Christmas Tree Puff Pastry Showstopper
Tomato, Basil and Cheese Filling
Serves up to 12 as an appetiser, a real eye catching talking point on your festive table.
Ingredients:
- 2 sheets ready-made puff pastry (thawed if frozen)
- 250 g ricotta cheese
- 2 cloves fresh garlic, grated
- Juice of ½ lemon
- 100g fresh spinach leaves (wilted and squeezed dry)
- 1 tsp True Origin Lemon Pepper seasoning
- Salt to taste
- 4-5 tbsp Meru Herbs Tomato & Basil Sauce
- 1 egg (for egg wash)
Method:
- Prepare the filling by mixing ricotta, grated garlic, lemon juice, wilted spinach, Lemon Pepper seasoning, and salt in a bowl until smooth and creamy.
- Preheat the oven to 200°C fan (220°C conventional). Roll out both puff pastry sheets to equal size if needed and place one sheet on a baking tray lined with parchment paper.
- Gently score a large Christmas tree shape (triangle with a trunk) on the base sheet. Spoon the ricotta-spinach mixture evenly within the scored shape, keeping it inside the outline. Spread a thin layer of Meru Herbs Tomato & Basil Sauce over the ricotta mixture.
- Place the second puff pastry sheet over the filling. Using a sharp knife, cut out the Christmas tree shape and remove the excess pastry (this can be repurposed for twists with leftover filling or other toppings). On each side of the tree, cut horizontal strips about 2 cm apart, leaving the centre intact, and twist each strip gently to form branches.

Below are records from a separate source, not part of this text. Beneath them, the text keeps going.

Issue #16, opened 2015-04-10
The Nether is flat


jimmikaelkael:
The Nether look is quite boring...
If you agree I should be able to make a relevant PR soon.

mastercoms:
It is not just aesthetics, survival mode players can't really navigate the nether by using its cliffs and archs, since there aren't any.

deathcap:
:+1: would be great to have a real nether

PR #17, opened 2015-04-12
Add Nether generator

jimmikaelkael:
This replaces the old nether generation.
Related issue: #16

### DIFF
--- a/src/main/java/net/glowstone/generator/decorators/overworld/DesertWellDecorator.java
+++ b/src/main/java/net/glowstone/generator/decorators/overworld/DesertWellDecorator.java
@@ -1,7 +1,8 @@
-package net.glowstone.generator.decorators;
+package net.glowstone.generator.decorators.overworld;
 
 import java.util.Random;
 
+import net.glowstone.generator.decorators.BlockDecorator;
 import net.glowstone.generator.structures.GlowDesertWell;
 import net.glowstone.generator.structures.util.StructureBoundingBox;
 import net.glowstone.util.BlockStateDelegate;
--- a/src/main/java/net/glowstone/generator/populators/overworld/BiomePopulator.java
+++ b/src/main/java/net/glowstone/generator/populators/overworld/BiomePopulator.java
@@ -7,7 +7,6 @@ import java.util.Collections;
 import java.util.List;
 import java.util.Random;
 
-import net.glowstone.generator.decorators.DesertWellDecorator;
 import net.glowstone.generator.decorators.overworld.*;
 import net.glowstone.generator.decorators.overworld.FlowerDecorator.FlowerDecoration;
 import net.glowstone.generator.decorators.overworld.TreeDecorator.TreeDecoration;


jimmikaelkael:
It's complete. Just missing physics to flow the lava and some nether fortress structures, but for now it's good.

mastercoms:
I'll merge https://github.com/GlowstoneMC/Glowstone/pull/636 this first.

mastercoms:
Tested this. Beautiful. Nice work.

Except, there is random gravel at around Y: 64.
and biomes are not set properly, though it isn't that important.

src/main/java/net/glowstone/generator/NetherGenerator.java
```diff
@@ -0,0 +1,288 @@
...
+    @Override
+    public short[][] generateExtBlockSectionsWithData(World world, Random random, int chunkX, int chunkZ, BiomeGrid biomes) {
+        final short[][] buf = generateRawTerrain(world, chunkX, chunkZ);
+
+        int cx = chunkX << 4;
+        int cz = chunkZ << 4;
+
+        final double[] surfaceNoise = ((PerlinOctaveGenerator) getWorldOctaves(world).get("surface")).fBm(cx, cz, 0, 0.5D, 2.0D);
+        final double[] soulsandNoise = ((PerlinOctaveGenerator) getWorldOctaves(world).get("soulsand")).fBm(cx, cz, 0, 0.5D, 2.0D);
+        final double[] gravelNoise = ((PerlinOctaveGenerator) getWorldOctaves(world).get("gravel")).fBm(cx, 0, cz, 0.5D, 2.0D);
```
mastercoms: This seems to be generating the gravel, though you probably knew that already :)

jimmikaelkael:
@mastercoms things must have changed, here's what I found in a freshly generated world with a seed:
http://i.imgur.com/kPSRuDr.png

Screenshot taken from vanilla minecraft 1.8.3 in solo.

mastercoms:
Yeah, [you're right](http://minecraft.gamepedia.com/Nether#Naturally_generated). Sorry for not investigating it further.

But this feels wrong to me:
gravel slice in nether

jimmikaelkael:
Like you said before, giving the user more control  on the noises is a how to handle such thing.

mastercoms:
Yes but default values should be good.

Does gravel only spawn near Y: 64, or am I missing something again?

jimmikaelkael:
Yeah, from Y 63 to 65.

mastercoms:
What would happen if that range were to be expanded?

mastercoms:
@deathcap any concerns or suggestions before we merge?

jimmikaelkael:
I don't really undertand your last question... More gravel I guess :)

mastercoms:
Well would those gravel patches appear on a larger variation of heights, with the same thickness or would the gravel patches just get thicker?

jimmikaelkael:
Same tickness on larger height. It's just a noise taken at XZ, if noise treshold is reach Y is between 63 and 65 it places gravel and there's netherrack, but Y isn't influencing this noise.

mastercoms:
Ok. So is there a way to expand the range but decrease the probability of gravel?

src/main/java/net/glowstone/generator/NetherGenerator.java
jimmikaelkael: There, 0.5 is the frequency and 2.0 the amplitude of the fractal.

mastercoms:
I'll test some new values and get back to you, then.

jimmikaelkael:
For expanding the range it's required to modify the loop that build terrain columns.

mastercoms:
So amplitude cannot be increased on its own?

jimmikaelkael:
Amplitude will still influence the fractional brownian motion, but it's 2d noise so Y isn't used. 
But by range I concluded you meant height ?
Maybe I was wrong...

mastercoms:
Ah, I misunderstood what you meant by amplitude.

mastercoms:
I expanded the height range, but I couldn't get the frequency right, it was either too high or too low, so I'm giving up until tomorrow.

src/main/java/net/glowstone/generator/NetherGenerator.java
```diff
@@ -0,0 +1,288 @@
...
+        octaves.put("surface", gen);
+
+        gen = new PerlinOctaveGenerator(seed, 4, 16, 16, 1);
+        gen.setXScale(SURFACE_SCALE / 2.0);
+        gen.setYScale(SURFACE_SCALE / 2.0);
+        octaves.put("soulsand", gen);
+
+        gen = new PerlinOctaveGenerator(seed, 4, 16, 1, 16);
+        gen.setXScale(SURFACE_SCALE / 2.0);
+        gen.setZScale(SURFACE_SCALE / 2.0);
```
jimmikaelkael: The noise scales can be played with too.

jimmikaelkael:
As commented above you can play with noise scales too. Keep in mind that this noise is not very detailed has it only have 4 octaves. More octaves would give more details but less performances.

- Brush the tree with beaten egg for a golden finish and bake for 20–25 minutes, until puffed and golden brown.
- Cool slightly before transferring to a serving board. Garnish with fresh basil and cherry tomatoes (or sundried tomatoes), then finish with a generous dusting of Parmesan and a sprinkle of Lemon Pepper seasoning.